李家梁一脸懵:“你,你什么意思?”
“龚大人这是什么意思啊?”围观的老百姓闻言,都好奇地议论。
“听说他妻子一直都在老家,没到京城来,你说要是知道龚大人要纳妾,会不会真的杀到京城来?”
“谁知道呢?”
龚慈看了眼薛宁,似乎在询问薛宁的意思,就见薛宁点了点头,龚慈就笑了。
“我没有娶妻,我依然单身。”他看向薛宁,目光深情:“阿宁也是单身,独自一人,我喜欢她,想追求她,想娶她,犯法了吗?”
他声音低沉,掷地有声,像是一颗石子,狠狠地丢入水中,漾起巨大的涟漪。
“龚大人说他没有娶妻?还是独身?”
“我的天,我没听错吧?”就见一个穿的花里胡哨的五十左右的中年妇女,头顶一朵大红花,眼睛都瞪得溜圆:“像龚大人这样的好男人竟然没娶妻?老天爷,我怎么现在才知道啊!”
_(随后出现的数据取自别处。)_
PR #419, opened 2020-06-23
Feature/player equipment ui

Ripolak:
Add rendering of player items and representations of Inventory equipped slots. Currently does not get the player's actual items, we should do it together with the inventory items.

Also currently we don't load rings and amulets as they are in the misc.txt item, which we currently don't render items from. We should add it to issues.

Small screenshot attached :)

INVENTORY


d2common/d2enum/inventory_item_type.go
```diff
@@ -3,7 +3,7 @@ package d2enum
 type InventoryItemType int
 
 const (
-	InventoryItemTypeItem   InventoryItemType = 0 // Item
+	InventoryItemTypeItem   InventoryItemType = 0 // item
```
essial, line 6: Why?

Ripolak: I believe this was added after I did a `git pull` last time, I fixed it now.

essial:
Did you want to add your name to CONTRIBUTORS?

PR #424, opened 2020-06-23
Feature/load misc items

Ripolak:
Allow rendering icons of misc items from the misc.txt file for viewing in inventory.


gravestench:
Aren't these already loaded by item_common ?

Ripolak:
> Aren't these already loaded by item_common ?

Not for rendering on screen from what I've seen, but as logical structs. I might be missing something though, do correct me if I'm wrong.

gravestench:
I made a stupid assumption instead of reading into your commit, apologies.

d2core/d2inventory/inventory_item_misc.go
```diff
@@ -0,0 +1,64 @@
+package d2inventory
+
+import (
+	"github.com/OpenDiablo2/OpenDiablo2/d2common/d2data/d2datadict"
+	"github.com/OpenDiablo2/OpenDiablo2/d2common/d2enum"
+	"log"
+)
+
+type InventoryItemMisc struct {
```
essial, line 9: Could we make this more generic and simply inherit properties? InventoryItemArmor and Weapon both use these fields as well, so it'd make sense to make a generic version and just extend for those.

Ripolak: Could be, those 3 structs actually already implement an `InventoryItem` interface (d2core/inventory/inventory_item.go), how'd you suggest we make it more generic?

essial: Gotcha, I'll accept for now, we can clean it up later. Thanks again!

PR #426, opened 2020-06-24
Update go.mod

ewohltman:
Remove replace directive


essial:
Wow must have missed that.. Good catch!

PR #429, opened 2020-06-24
Update to Go 1.14

ewohltman:


ewohltman:
Linting in CI is now working as expected.

There is a field in the workflow yamls, `continue-on-error: true` that allows the the CI build to continue even if the linting step fails. In the future, I'd recommend we remove `continue-on-error: true` to fail builds again.

This CI build is also failing due to existing tests failing, but I'd like to think fixing those is out of scope for this PR 😄

Issue #400, opened 2020-06-22
Add run button


essial:
Now that run is working (press R to toggle), we need to render the run button the UI, and allow the user to toggle it with their mouse, in addition to the R key on the keyboard. The toggle state should reflect the run state of the user.

Natureknight:
Hey, I can take this one if that's fine for you

essial:
Go for it! Let me know if you decide not to do this so I can un-assign. Good luck!

PR #443, opened 2020-06-24
render the run button the UI, and allow the user to toggle it with th…

Natureknight:
…eir mouse, in addition to the R key on the keyboard (#400)


essial:
Great work, thanks!

PR #446, opened 2020-06-25
Switch to fork of coverage tool

joboscribe:
The existing suggestion for the code coverage viewer depends on the now unavailable ms-vscode.go extension.


essial:
Thank you!

PR #1651, opened 2021-01-21
Add news in header and menu

kt3k:
The news link is now only in the footer, and it feels so hidden. This PR adds the links to news in the header and the global menu.


lucacasonato (approved):
LGTM, thanks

要是她早点知道,就能给龚大人说个媒,要是说成功了,她就是龚大人的红娘了,这以后有点啥事,龚大人还不是三两句话的事儿就给她办了。
后悔,后悔,龚大人娶没娶老婆,这么重要的情报她怎么就没有收集到呢!
龚慈看向李家梁,郑重地说道:“我们都是独身,男婚女配,与你有何干系?你不珍惜的人,我珍惜,你不爱的孩子,我来爱!”
他给薛宁,给李念儿撑腰,给了她们最大的底气。
“龚大人是什么人啊!他看中的人,肯定只有好的,没有差的。人家薛老板兢兢业业开店铺赚钱,就是因为这,所以人家龚大人才会欣赏她啊!”
“四姑娘也好,长得漂亮嘴巴也甜,还热情,上次我孙子来买冰棍,还没吃就掉地上了,我孙子哇哇大哭,按理来说这是我孙子的事吧,可人家四姑娘,二话不说就给了我孙子一根新的,还安慰他不要难过。”一个老婆婆说道:“我瞧着人家母女两个好的很呢,这男人不知道珍惜,有的是人珍惜。”
“就是个上不得台面的东西,自己的亲家母也能勾搭,人品呢?三观呢?好在人薛老板和离了,守着这蠢东西过一辈子能膈应死。”
“可不就是嘛,蹬掉这蠢东西,人家转头就能碰上比他好一千倍一万倍的,你们瞧瞧那人的脸,啧啧,都气黑了呢!”
李家梁确实气疯了。
可他说不出半点反驳的话来,只得放下话:“好,薛宁,李念儿,你们不认我,行,你们等着,我会让你们后悔的!”
薛宁直面李家梁:“我永远都不会后悔。”
“好!”
李家梁灰溜溜地跑了。
薛宁感激地跟龚慈道谢:“龚大哥,刚才真谢谢你,帮我和念儿解围。”
龚慈的认可,就是对李家梁最大的惩戒。
你不珍惜的人,有的是人珍惜。
“我们之间,不用说谢谢。”龚慈认真而又深情:“我以后,会是你们的靠山,你们只管往前走,有我在身后。”
简单却沉重的一句话,给了薛宁无穷的力量。
李念儿捂嘴笑,把刚才李家梁带来的不快一扫而空,“嗯,龚叔,娘,店里还有事呢,你们聊,我忙去了。”
她飞奔回店里,留下薛宁和龚慈二人。
龚慈刚要说话,一个带着谄媚的声音传来:“龚大人,您真没成亲啊?”
问他的正是头戴大红花的媒婆。
“有问题吗?”龚慈反问。
“没,没问题。”媒婆呵呵笑:“那个,我这里有好多十八岁未嫁的大姑娘,您看看,要不要挑,挑……”
她说不下去了,因为龚慈凝着眉眼看着她,让她说不下去。